Exercise instructions: Each record must be printed again exactly as it appears.

Stored items
──────────
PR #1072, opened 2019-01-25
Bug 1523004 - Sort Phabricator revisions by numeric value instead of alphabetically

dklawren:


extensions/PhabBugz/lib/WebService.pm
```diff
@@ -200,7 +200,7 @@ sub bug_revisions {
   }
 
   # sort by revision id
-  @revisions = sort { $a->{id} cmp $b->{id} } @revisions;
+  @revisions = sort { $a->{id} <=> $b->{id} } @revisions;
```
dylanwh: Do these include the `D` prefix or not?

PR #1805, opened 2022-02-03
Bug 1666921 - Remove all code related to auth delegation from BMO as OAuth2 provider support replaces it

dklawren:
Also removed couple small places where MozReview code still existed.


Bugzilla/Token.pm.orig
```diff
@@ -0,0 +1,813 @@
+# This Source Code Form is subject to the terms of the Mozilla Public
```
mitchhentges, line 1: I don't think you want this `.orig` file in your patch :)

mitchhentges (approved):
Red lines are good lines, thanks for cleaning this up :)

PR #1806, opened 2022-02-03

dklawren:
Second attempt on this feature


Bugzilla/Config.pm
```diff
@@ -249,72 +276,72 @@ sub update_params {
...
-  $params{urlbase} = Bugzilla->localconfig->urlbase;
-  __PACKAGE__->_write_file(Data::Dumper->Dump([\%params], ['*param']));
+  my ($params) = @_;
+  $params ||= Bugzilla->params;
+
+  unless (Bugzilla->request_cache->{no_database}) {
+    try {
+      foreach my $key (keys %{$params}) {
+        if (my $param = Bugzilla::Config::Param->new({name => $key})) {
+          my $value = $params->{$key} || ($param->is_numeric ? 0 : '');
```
──────────
Exercise answer:
PR #1072, opened 2019-01-25
Bug 1523004 - Sort Phabricator revisions by numeric value instead of alphabetically

dklawren:


extensions/PhabBugz/lib/WebService.pm
```diff
@@ -200,7 +200,7 @@ sub bug_revisions {
   }
 
   # sort by revision id
-  @revisions = sort { $a->{id} cmp $b->{id} } @revisions;
+  @revisions = sort { $a->{id} <=> $b->{id} } @revisions;
```
dylanwh: Do these include the `D` prefix or not?

PR #1805, opened 2022-02-03
Bug 1666921 - Remove all code related to auth delegation from BMO as OAuth2 provider support replaces it

dklawren:
Also removed couple small places where MozReview code still existed.


Bugzilla/Token.pm.orig
```diff
@@ -0,0 +1,813 @@
+# This Source Code Form is subject to the terms of the Mozilla Public
```
mitchhentges, line 1: I don't think you want this `.orig` file in your patch :)

mitchhentges (approved):
Red lines are good lines, thanks for cleaning this up :)

PR #1806, opened 2022-02-03

dklawren:
Second attempt on this feature


Bugzilla/Config.pm
```diff
@@ -249,72 +276,72 @@ sub update_params {
...
-  $params{urlbase} = Bugzilla->localconfig->urlbase;
-  __PACKAGE__->_write_file(Data::Dumper->Dump([\%params], ['*param']));
+  my ($params) = @_;
+  $params ||= Bugzilla->params;
+
+  unless (Bugzilla->request_cache->{no_database}) {
+    try {
+      foreach my $key (keys %{$params}) {
+        if (my $param = Bugzilla::Config::Param->new({name => $key})) {
+          my $value = $params->{$key} || ($param->is_numeric ? 0 : '');
```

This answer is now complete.